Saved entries
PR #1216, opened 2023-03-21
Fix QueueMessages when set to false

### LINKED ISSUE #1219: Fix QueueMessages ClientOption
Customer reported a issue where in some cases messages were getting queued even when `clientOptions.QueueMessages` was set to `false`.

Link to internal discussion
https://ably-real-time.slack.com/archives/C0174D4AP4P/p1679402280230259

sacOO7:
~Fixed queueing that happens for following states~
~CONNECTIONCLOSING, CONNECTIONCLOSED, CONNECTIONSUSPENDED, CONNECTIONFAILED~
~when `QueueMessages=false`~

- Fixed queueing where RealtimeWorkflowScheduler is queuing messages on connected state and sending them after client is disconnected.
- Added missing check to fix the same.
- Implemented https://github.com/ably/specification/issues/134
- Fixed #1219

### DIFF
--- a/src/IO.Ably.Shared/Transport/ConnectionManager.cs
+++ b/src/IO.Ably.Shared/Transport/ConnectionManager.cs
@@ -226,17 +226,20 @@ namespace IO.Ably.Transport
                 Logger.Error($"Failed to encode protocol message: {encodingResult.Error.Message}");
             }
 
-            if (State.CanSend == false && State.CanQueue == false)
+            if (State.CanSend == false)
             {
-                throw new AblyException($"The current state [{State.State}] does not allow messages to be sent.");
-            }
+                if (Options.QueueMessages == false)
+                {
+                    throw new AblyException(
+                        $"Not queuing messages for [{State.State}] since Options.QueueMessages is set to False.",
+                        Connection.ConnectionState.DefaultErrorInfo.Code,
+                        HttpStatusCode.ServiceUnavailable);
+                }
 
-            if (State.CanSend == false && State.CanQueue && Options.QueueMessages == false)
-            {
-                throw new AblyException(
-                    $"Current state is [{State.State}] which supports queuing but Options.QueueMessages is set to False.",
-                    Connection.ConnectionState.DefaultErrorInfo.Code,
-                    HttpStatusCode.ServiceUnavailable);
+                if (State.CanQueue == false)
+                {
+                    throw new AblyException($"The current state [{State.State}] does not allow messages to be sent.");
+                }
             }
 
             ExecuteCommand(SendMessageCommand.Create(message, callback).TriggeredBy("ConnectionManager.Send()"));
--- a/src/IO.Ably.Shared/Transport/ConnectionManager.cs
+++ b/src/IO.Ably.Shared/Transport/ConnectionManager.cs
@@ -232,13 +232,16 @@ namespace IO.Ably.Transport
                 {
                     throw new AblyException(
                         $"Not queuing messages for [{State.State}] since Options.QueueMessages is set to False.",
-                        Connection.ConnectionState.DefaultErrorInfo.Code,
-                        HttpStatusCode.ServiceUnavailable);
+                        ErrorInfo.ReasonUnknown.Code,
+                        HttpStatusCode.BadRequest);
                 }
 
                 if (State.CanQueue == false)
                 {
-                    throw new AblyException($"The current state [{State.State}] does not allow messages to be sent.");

__EXERCISE OBJECTIVE__. Whenever the word "throw" shows up in a line above, copy that line.

__WORKED SOLUTION__.
-                throw new AblyException($"The current state [{State.State}] does not allow messages to be sent.");
+                    throw new AblyException(
-                throw new AblyException(
+                    throw new AblyException($"The current state [{State.State}] does not allow messages to be sent.");
                     throw new AblyException(
-                    throw new AblyException($"The current state [{State.State}] does not allow messages to be sent.");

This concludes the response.